Even that science fiction writer, Arthur C. Clark, who wrote "2001 a Space Oddesey" got it wrong, thinking we'd have space stations around Jupiter by 2001. Which goes to show that people are not ready yet for the Endtime and not ready yet to colonize outer space. So we're stuck on this mudball earth just pissing the place into oblivion with millions of tons of toxic waste per year in the oceans. Kind of like the rabbit I have in my garage. Two times a day he soaks the newspaper in his cage with piss and turds and I have to change it so he doesn't get sick, and I wonder why would he be so brainless as to make his own limited envirnonment so polluted as to be unliveable? Rabbits!
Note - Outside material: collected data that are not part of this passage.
Issue #286, opened 2018-05-15
[8.0, NEW] Sending mails by job


Olivier-LAURENT:
We plan to write a new module to replace current `Email Queue Manager` cron by a mechanism driven by the connector.

The goal is essentially to benefit of a parallelism when sending mails through the smtp server. 

A first approach is: as soon as an outgoing `mail.mail` is created, a `job` responsible of its sending is also created. Mainly this job will call the native `send` method but with only one id. Depending on worker/runner configuration, such jobs could therefore be executed simultaneously.

For instance, together with the `mass_mailing` module that can generate in `mail_mail` resource thousands mails, this module could accelerate the last step, i.e. the physical mails sending, that most often takes a while.

Furthermore if a priority is specified in the calling context, it could be passed to the job, for example, to try to not penalize a small mass mailing while a big ones is in progress.

Of course an attention should assume that the job does not resend an already sent mail (case of auto_send mail) nor fail if the mail is already deleted (case of auto_delete mail).

Later this module would be migrated in the `queue` repository but for now we need such an improvement for an Odoo 8.0 deployment.

Do not hesitate to make any kind of recommendations or suggestions. Thx in advance.

PR #287, opened 2018-05-23
[ADD] New module: mail_connector_queue

andreparames:
This is a proposed module that implements #286.

It creates a new field `priority` in `mail.mail` that is passed to the queue job.

It could be interesting to make the `ChannelJob` extendable and injectable, to allow for custom rankings of jobs (that is, override [this method](https://github.com/OCA/connector/blob/8.0/connector/jobrunner/channels.py#L226)). For example, a custom `MassMailChannelJob` could ignore the date of creation, shuffling old and new jobs without having to specify a specific priority for each batch.
Should I make a proposal for this change?


mail_connector_queue/README.rst
```diff
@@ -0,0 +1,60 @@
+.. image:: https://img.shields.io/badge/licence-AGPL--3-blue.svg
+   :target: http://www.gnu.org/licenses/agpl-3.0-standalone.html
+   :alt: License: AGPL-3
+
+====================
+Mail Connector Queue
+====================
+
+This module uses the Connector Queue to send any emails generated by Odoo,
+by creating a queue job for each one.
```
sbidoul: Can you please put this in readme/DESCRIPTION.rst according to https://github.com/OCA/maintainer-tools/pull/339

mail_connector_queue/README.rst
```diff
@@ -0,0 +1,60 @@
...
+
+Configuration
+=============
+
+The cron task `Email Queue Manager` should be disabled, as it conflicts with
+this module.
```
sbidoul: s/should/must/

Can you disable it when installing this module?

Please put this in readme/CONFIGURE.rst

mail_connector_queue/README.rst
```diff
@@ -0,0 +1,60 @@
...
+
+Usage
+=====
+
```
sbidoul: Here (in readme/USAGE.rst), explain that jobs are created automatically (and when) and also explain what the priority field does

mail_connector_queue/README.rst
```diff
@@ -0,0 +1,60 @@
...
+Images
+------
+
+* Odoo Community Association: `Icon <https://github.com/OCA/maintainer-tools/blob/master/template/module/static/description/icon.svg>`_.
+
+Contributors
+------------
+
+* André Paramés (https://acsone.eu) <github@andreparames.com>
```
sbidoul: Put this line in readme/CONTRIBUTORS.rst

mail_connector_queue/job.py
```diff
@@ -0,0 +1,22 @@
...
+# License AGPL-3.0 or later (http://www.gnu.org/licenses/agpl).
+from openerp.addons.connector.event import on_record_create
+from openerp.addons.connector.queue.job import job
+
+
+@job
+def send_mail(session, mail_id):
+    mail = session.env['mail.mail'].browse(mail_id)
+    if mail.state == 'outgoing':
+        mail.send(auto_commit=True, raise_exception=True)
```
sbidoul: since we are sending one mail, auto_commit is probablly not necessary

mail_connector_queue/job.py
```diff
@@ -0,0 +1,22 @@
...
+    else:
+        return "Not in Outgoing state, ignoring"
```
sbidoul: is this returned text displayed somewhere?

mail_connector_queue/README.rst
sbidoul: A word about why this is useful would be nice too. Such as "This enables, for instance, running high volume mass mailing with low priority, to avoid blocking regular notifications.".

sbidoul (commented):
A few minor remarks, otherwise looks good to me. I love how simple it is :)

pedrobaeza:
Should we ask for new README structure in these new modules for not doubling the work?

sbidoul:
About extending the job priority computation I'm not sure. You have access to very little information when sorting jobs (ie not even a registry). Also this comparison is meant to be extremely fast as we are managing in-memory priority queues that could contains hundreds of thousands entries.

sbidoul:
@pedrobaeza yes we should ask for the new readme structure for new modules or PR touching the README. I'll try to setup the nightly run tonight.

mail_connector_queue/README.rst
andreparames: > Can you disable it when installing this module?

I considered it, but the record has `noupdate=1`; of course I can always override it using SQL, but should we?

mail_connector_queue/job.py
andreparames: Yes, it's shown in the Job form.

mail_connector_queue/README.rst
pedrobaeza: A post_init_hook is the best solution.

sbidoul: > should we?

I think so. This module has no know downside compared to the cron, and things would work poorly if both compete for sending mails. So yes, disable the cron in a post init hook (no need for SQL IMO).

andreparames:
> About extending the job priority computation I'm not sure. You have access to very little information when sorting jobs (ie not even a registry). Also this comparison is meant to be extremely fast as we are managing in-memory priority queues that could contains hundrends of thousands entries.

Fair enough, though in this case the suggestion was to make it depend on *less* information, specifically like this:

```diff
--- a/connector/jobrunner/channels.py
+++ b/connector/jobrunner/channels.py
@@ -231,7 +231,6 @@ class ChannelJob(object):
         else:
             return (cmp(self.eta, other.eta) or
                     cmp(self.priority, other.priority) or
-                    cmp(self.date_created, other.date_created) or
                     cmp(self.seq, other.seq))
```

sbidoul:
Why would you want to remove the comparison on job creation date? If there is no (or same) priority they run FIFO, that's what we want, no?

andreparames:
The idea (just a suggestion) was to alleviate the problem reported in the issue #286 (big newsletters preventing smaller ones from being sent) without forcing the user to know if there's a big newsletter already being sent and manually set the priority.

mail_connector_queue/job.py
```diff
@@ -0,0 +1,22 @@
+# -*- coding: utf-8 -*-
+# Copyright 2018 ACSONE SA/NV
+# License AGPL-3.0 or later (http://www.gnu.org/licenses/agpl).
+from openerp.addons.connector.event import on_record_create
+from openerp.addons.connector.queue.job import job
+
+
+@job
+def send_mail(session, mail_id):
+    mail = session.env['mail.mail'].browse(mail_id)
```
sbidoul: don't we need to handle the (admitedly edge) case where mail_id has been deleted, and do nothing in that case?

guewen:
I have the feeling that allowing custom comparison would add too much complexity for no strong added value. Also I'm not sure about "alleviate the problem [...] big newsletters preventing smaller ones from being sent", at some point if you rely on luck with a shuffled list, it might help, or not at all. If priority is too abstract for users, we could maybe let them choose a selection on the newsletter such as "Low priority", "High priority" and behind the hood set a priority, maybe a different channel for both.

sbidoul:
@andreparames there is also a `mark_outgoing` method on mail.mail that you may want to overwrite to create a job.

And perhaps, in the create overwrite, do not create a job if state is in vals with a value other than outgoing.

mail_connector_queue/README.rst
simahawk: and restore it via `uninstall_hook` ;)

mail_connector_queue/__openerp__.py
```diff
@@ -0,0 +1,21 @@
...
+# License AGPL-3.0 or later (http://www.gnu.org/licenses/agpl).
+
+{
+    'name': 'Mail Connector Queue',
+    'summary': """
+        Email Connector Queue""",
+    'version': '8.0.1.0.0',
+    'license': 'AGPL-3',
+    'author': 'ACSONE SA/NV,Odoo Community Association (OCA)',
+    'website': 'https://github.com/OCA',
```
simahawk: https://github.com/OCA/connector

mail_connector_queue/job.py
simahawk: translatable?

andreparames: @simahawk I considered it, but using which language? I'm not sure it makes sense to use the language of the user sending the email, since it's essentially an internal message. Arguably it should be translated to the language of the user seeing the job form, but that strikes me as adding unnecessary complexity.

mail_connector_queue/job.py
andreparames: Well, it won't do anything now :smile: but I agree, it's clearer for the user.

mail_connector_queue/README.rst
andreparames: @simahawk is there a customary place to store the previous state? Or should I just restore to active regardless?

mail_connector_queue/job.py
simahawk: hmm, indeed this is going to be stored and all in all is just for advanced users: ignore me :stuck_out_tongue_winking_eye:

mail_connector_queue/README.rst
simahawk: no way AFAIK. But we assume that we restore basic odoo behavior, no?

sbidoul:
@andreparames don't forget to push the new files.

mail_connector_queue/readme/USAGE.rst
```diff
@@ -0,0 +1,8 @@
+A queue job is created automatically when a new ``mail.mail`` record is
+created in the ``outgoing`` state. A priority may be defined in the
+``mail.mail`` record, which will be used as the job priority.
+
+
+.. image:: https://odoo-community.org/website/image/ir.attachment/5784_f2813bd/datas
+   :alt: Try me on Runbot
+   :target: https://runbot.odoo-community.org/runbot/102/8.0
```
sbidoul: remove this runbot link, it will be added automatically

sbidoul: remove DESCRIPTION **.md**

mail_connector_queue/readme/USAGE.rst
```diff
@@ -0,0 +1,8 @@
+A queue job is created automatically when a new ``mail.mail`` record is
+created in the ``outgoing`` state. A priority may be defined in the
```
sbidoul, line 2: It must be whenever a mail.mail record reaches the outgoing state, not only creation.

See also https://github.com/OCA/connector/pull/287#issuecomment-391604615

sbidoul (changes requested):
A few more

mail_connector_queue/readme/USAGE.rst
andreparames: @sbidoul Should I commit the generated README?

sbidoul: Normally it's not necessary. But since the README generation system is new, it could be nice so we can have an visual check. Make sure to use the latest master branch of OCA/maintainer-tools

mail_connector_queue/readme/USAGE.rst
andreparames: Overriding `mark_outgoing` will probably work for most cases, but isn't it safer to use `on_record_write` instead, in case some module writes directly to the object?

mail_connector_queue/readme/USAGE.rst
pedrobaeza: @sbidoul If I understood well, no README.rst file is needed at all with the new system. Only the fragments. Is that true? We are trying the new system also in https://github.com/OCA/website/pull/464. Can you check for pointing us anything relevant?

mail_connector_queue/job.py
```diff
@@ -18,6 +18,8 @@ def send_mail(session, mail_id):
 
 @on_record_create(model_names='mail.mail')
 def mail_creation(session, model_name, record_id, vals):
+    if vals.get('state') != 'outgoing':
+        return
```
sbidoul: the default is outgoing (I think, to be checked), so `vals.get('state', 'outgoing')`

mail_connector_queue/readme/USAGE.rst
sbidoul: Absolutely catching all writes is safer

andreparames:
I've pushed a commit that also creates a job when the state changes to `outgoing`.

I added a `SELECT .. FOR UPDATE` at the start of the job to avoid race conditions that could lead to the same email being sent twice, in the (unlikely) case that two jobs are created for the same email - one on `create` and another on `write` -, and then executed at the same time by two different workers.

sbidoul:
Is there not such a select for update in the upstream send method the job is calling?

andreparames:
I looked into `mail/mail_mail.py`, but didn't find any locking. My guess is that Odoo relies on the locking of the cron jobs themselves (which do have a `FOR UPDATE` lock)

sbidoul:
Ah I thought you where calling the cron method itself.

sbidoul:
Well nevermind, I thought there was such a locking mechanism in upstream Odoo, but I can't find it now.

mail_connector_queue/__openerp__.py
```diff
@@ -0,0 +1,23 @@
...
+{
+    'name': 'Mail Connector Queue',
+    'summary': """
+        Email Connector Queue""",
+    'version': '8.0.1.0.0',
+    'license': 'AGPL-3',
+    'author': 'ACSONE SA/NV,Odoo Community Association (OCA)',
+    'website': 'https://github.com/OCA/connector',
+    'depends': [
+        'connector',
```
Olivier-LAURENT, line 14: Hi @andreparames 
The module needs also a dependency on `mail`.

mail_connector_queue/hooks.py
```diff
@@ -0,0 +1,19 @@
...
+    if cron:
+        cron.write({'active': active})
+
+
+def post_init_hook(cr, registry):
+    _set_mail_cron_state(cr, registry, active=False)
+
+
+def uninstall_hook(cr, registry):
+    _set_mail_cron_state(cr, registry, active=False)
```
Olivier-LAURENT: Did you mean here `active=True` ?

Olivier-LAURENT (commented):
Hi @andreparames 
Thx for this module.
IMO two small changes are needed.

andreparames:
Thanks @sbidoul @simahawk @Olivier-LAURENT for the review.

sbidoul (approved):

sbidoul:
Thanks, great job! Looking forward to see how it behaves in production.

simahawk (approved):

guewen (approved):

guewen:
Thanks!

Nevertheless, I'm looking forward to 2004. The awe of living in a millennium where everything still all starts with 200- still hasn't worn off. Funny though, the world still mostly looks the same out there when I wake up in the morning. The bills still have to be paid just like they did when I was living back in the 1990's.
Then I made the mistake the other night of renting "Terminator 3" by Governor Schwartzenegger. Wow! Good news! The world ends in a nuclear war and is run by the new leader of the resistance, some wimpy kid in a bunker. Just the kind of scenario I thought I'd outgrown after leaving the Family, with Mo drinking the last of his polluted water in some basement looking through the dirty window out at the AC police goose-stepping by. Thanks Ahnold. Consider my watching of your movies terminated.
Anybody else excited about 2004 coming up? hey, one good thing. I bought myself a 2004 calendar for only one buck in the dollar store today. Sure, if you like pictures of horses and kitty-cats all year long.